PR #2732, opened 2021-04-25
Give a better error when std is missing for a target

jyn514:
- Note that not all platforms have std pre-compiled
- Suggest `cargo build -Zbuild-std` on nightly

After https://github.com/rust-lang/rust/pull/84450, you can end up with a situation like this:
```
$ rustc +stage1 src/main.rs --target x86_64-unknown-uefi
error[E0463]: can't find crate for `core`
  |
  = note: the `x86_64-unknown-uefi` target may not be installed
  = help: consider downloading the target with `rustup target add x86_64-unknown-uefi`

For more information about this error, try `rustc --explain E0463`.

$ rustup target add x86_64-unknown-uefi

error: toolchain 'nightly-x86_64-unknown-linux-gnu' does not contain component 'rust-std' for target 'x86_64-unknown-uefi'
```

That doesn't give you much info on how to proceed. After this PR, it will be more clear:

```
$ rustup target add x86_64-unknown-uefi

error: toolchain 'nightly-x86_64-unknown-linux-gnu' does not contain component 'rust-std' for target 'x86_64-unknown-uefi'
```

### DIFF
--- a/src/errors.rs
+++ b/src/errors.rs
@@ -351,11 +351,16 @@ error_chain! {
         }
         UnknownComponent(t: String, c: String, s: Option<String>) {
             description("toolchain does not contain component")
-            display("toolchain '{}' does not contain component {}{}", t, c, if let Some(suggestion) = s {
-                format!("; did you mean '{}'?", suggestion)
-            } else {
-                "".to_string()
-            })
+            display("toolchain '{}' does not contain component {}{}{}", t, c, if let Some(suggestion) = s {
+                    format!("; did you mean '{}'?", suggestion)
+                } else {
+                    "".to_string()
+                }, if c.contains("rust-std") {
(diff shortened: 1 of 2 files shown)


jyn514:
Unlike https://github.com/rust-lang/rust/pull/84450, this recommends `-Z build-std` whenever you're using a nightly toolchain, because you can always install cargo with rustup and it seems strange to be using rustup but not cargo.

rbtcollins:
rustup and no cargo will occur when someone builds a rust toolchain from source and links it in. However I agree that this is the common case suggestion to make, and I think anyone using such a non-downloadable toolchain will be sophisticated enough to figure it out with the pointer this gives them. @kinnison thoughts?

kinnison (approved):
+ + + +
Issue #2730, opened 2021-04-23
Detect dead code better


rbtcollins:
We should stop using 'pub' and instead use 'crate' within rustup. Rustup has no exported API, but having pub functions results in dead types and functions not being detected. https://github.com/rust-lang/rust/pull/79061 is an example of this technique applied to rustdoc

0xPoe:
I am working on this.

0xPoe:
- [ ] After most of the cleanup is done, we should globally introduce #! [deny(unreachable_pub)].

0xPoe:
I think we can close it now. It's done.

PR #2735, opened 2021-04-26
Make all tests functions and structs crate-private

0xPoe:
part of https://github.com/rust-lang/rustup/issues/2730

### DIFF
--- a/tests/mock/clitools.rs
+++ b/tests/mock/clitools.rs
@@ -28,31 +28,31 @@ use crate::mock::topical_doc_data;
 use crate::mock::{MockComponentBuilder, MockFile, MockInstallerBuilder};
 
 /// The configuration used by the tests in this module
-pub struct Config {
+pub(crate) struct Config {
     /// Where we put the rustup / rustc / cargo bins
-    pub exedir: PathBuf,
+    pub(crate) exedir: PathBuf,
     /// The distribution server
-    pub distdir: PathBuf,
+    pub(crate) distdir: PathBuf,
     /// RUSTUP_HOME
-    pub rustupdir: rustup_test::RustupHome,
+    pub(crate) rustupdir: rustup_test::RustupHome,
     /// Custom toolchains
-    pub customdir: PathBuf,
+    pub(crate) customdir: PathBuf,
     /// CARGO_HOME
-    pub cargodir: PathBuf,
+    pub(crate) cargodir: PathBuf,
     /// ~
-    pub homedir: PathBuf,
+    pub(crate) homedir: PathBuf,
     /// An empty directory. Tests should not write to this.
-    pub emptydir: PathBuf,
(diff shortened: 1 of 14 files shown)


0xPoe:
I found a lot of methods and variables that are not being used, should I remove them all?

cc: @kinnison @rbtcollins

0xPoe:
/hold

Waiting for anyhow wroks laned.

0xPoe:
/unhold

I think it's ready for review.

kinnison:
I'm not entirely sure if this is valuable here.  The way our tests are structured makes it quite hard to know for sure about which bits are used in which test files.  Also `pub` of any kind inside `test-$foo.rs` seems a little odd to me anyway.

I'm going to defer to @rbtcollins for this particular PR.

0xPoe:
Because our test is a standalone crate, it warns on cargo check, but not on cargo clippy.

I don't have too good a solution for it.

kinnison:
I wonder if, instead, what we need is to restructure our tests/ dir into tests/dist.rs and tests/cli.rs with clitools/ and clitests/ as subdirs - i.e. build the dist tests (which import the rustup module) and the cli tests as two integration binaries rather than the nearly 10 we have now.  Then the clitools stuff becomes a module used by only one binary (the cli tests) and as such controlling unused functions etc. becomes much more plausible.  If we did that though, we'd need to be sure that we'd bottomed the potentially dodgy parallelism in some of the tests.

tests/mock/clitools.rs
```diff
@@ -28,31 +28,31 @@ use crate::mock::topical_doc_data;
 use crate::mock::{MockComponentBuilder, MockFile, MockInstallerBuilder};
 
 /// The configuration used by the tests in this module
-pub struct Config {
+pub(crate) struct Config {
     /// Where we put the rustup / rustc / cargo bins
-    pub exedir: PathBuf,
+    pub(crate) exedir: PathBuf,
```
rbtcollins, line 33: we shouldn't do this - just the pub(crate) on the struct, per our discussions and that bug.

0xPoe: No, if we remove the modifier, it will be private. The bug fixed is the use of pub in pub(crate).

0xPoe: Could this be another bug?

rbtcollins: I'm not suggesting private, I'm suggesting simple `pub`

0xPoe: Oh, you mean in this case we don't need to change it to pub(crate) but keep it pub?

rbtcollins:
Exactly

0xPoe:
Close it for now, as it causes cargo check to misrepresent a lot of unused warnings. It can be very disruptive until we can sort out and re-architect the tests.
+ + + +
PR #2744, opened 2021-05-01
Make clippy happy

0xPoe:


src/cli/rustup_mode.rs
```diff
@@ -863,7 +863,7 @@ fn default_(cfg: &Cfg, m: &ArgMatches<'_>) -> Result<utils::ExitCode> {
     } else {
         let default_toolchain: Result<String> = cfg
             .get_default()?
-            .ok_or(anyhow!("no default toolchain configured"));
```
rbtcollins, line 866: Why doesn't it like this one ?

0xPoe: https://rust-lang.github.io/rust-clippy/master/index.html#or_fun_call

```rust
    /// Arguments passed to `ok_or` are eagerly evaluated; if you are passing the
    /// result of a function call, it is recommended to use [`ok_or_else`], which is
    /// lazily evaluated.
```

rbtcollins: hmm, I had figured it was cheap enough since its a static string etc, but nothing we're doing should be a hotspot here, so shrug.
+ + + +
Task instructions:
Lines above that contain the string "customdir" make up the answer.

Exercise output:
-    pub customdir: PathBuf,
+    pub(crate) customdir: PathBuf,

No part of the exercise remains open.